Properly Monitor your Indoor Air Quality
Posted in Air Quality, on June 07, 2021
When we speak about indoor air quality testing, most people think we’re talking about scent or how environmental pollution affects our homes. But air quality testing is about so much more than a strange smell and can affect you and your family in many different ways. This article will help you learn what good air quality is and what common allergens and household pollutants might be found in your home. In the end, we’ll share some of SafeAir’s top tips to improve indoor air quality, learned over a decade of working with homeowners across Toronto and the GTA.
Learn What “Good” Air Quality Means
Good air quality isn’t subjective — it’s something that can be measured and tested. Good air quality also isn’t stagnant; it can change and shift quite quickly! So what exactly is it?
Good air quality means:
- Adequate ventilation (in a word — fresh air!)
- Balanced temperature and humidity
- Controlled contaminants
These three points can be challenging to balance. Older homes often have air leaks or ventilation in the wrong places, throwing temperature and humidity off or being contaminated with lead paint or asbestos. On the other hand, new homes can be too air-tight, restricting flow and making mold worse. We also find different pollutants, such as Volatile Organic Compounds or particulate matter.
What to Test Your Indoor Air For
At SafeAir, we perform several different air quality tests. As part of our air quality testing services, we generally like to start with a complete visual and physical inspection — this helps us identify areas of concern or visible mold growth, asbestos, etc.
After we do a visual inspection, we usually take air samples from various spaces inside your home. These air samples give us a snapshot of the invisible pollutants and allergens present in your indoor air environment. Some tests, like radon testing, require a testing device to be placed for weeks or months in your home, while others take no longer than a few hours.
Some indoor pollutants that SafeAir tests for includes:
- Mold spores
- Carbon monoxide and dioxide
- Radon gas
- Nitrogen dioxide
Once any pollutants are identified, we’ll help you devise a plan for solving the underlying cause and help you clean up your indoor air environment.
Tips to Improve Air Quality
The good news is that air quality can be very easy (and inexpensive) to improve. Here are SafeAir’s top four tips for improving indoor air quality:
1. Lower your indoor humidity
High humidity is the number one cause of mold growth and can also encourage building materials to release harmful chemicals. For damp basements, a dehumidifier can be a big help!

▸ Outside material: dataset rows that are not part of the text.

PR #227, opened 2015-02-23
Spacewalk channel enhance

xkollar:
Having to touch the code, I decided to spent some free time on enhancements... does those make change?


ggainey:
These all look reasonable - committed as rhn-client-tools-2.3.12-1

2. Improve your ventilation
Fresh air can help dry out humidity and whisk away airborne contaminants. For example, we like to recommend installing exhaust fans in rooms like the kitchen and bathroom to get rid of shower steam or cooking moisture.
3. Choose scent-free products
Scents are a great example of a VOC, Volatile Organic Compound. They’re released from many sources (the tart scent of a freshly cut lemon is a great example!), but they aren’t always harmless. Many everyday cleaning products, paints, or glues release VOCs into your indoor environment. Choose low-VOC or scentless products to reduce your risk.
4. Change your furnace filter
Modern furnaces have slots for inexpensive filters that can be bought at any hardware store. They come in different densities and can be enormously helpful in reducing allergens, dander, and pollen in a house. We recommend changing them every 3-5 months for optimal efficacy.
SafeAir Can Help Your Monitor Your Indoor Air Quality
The only way to know what affects your home’s indoor air quality is to have professional indoor air quality testing in Toronto and the GTA. We’ll help you pinpoint the exact issues your home faces and develop a plan to reduce and eliminate indoor contaminants. Some figures suggest Canadians spend up to 90% of their time indoors, making a safe and healthy indoor environment no small thing.
Poor indoor air quality has a trickle-down effect on many areas of your life. Other than noticeable and acute respiratory effects like coughing, sneezing, and congestion, poor air quality can have adverse effects on your skin, hair, and eyes too. Scientists are also paying close attention to how poor air quality affects your sleep and work life, as well as your immune system as a whole.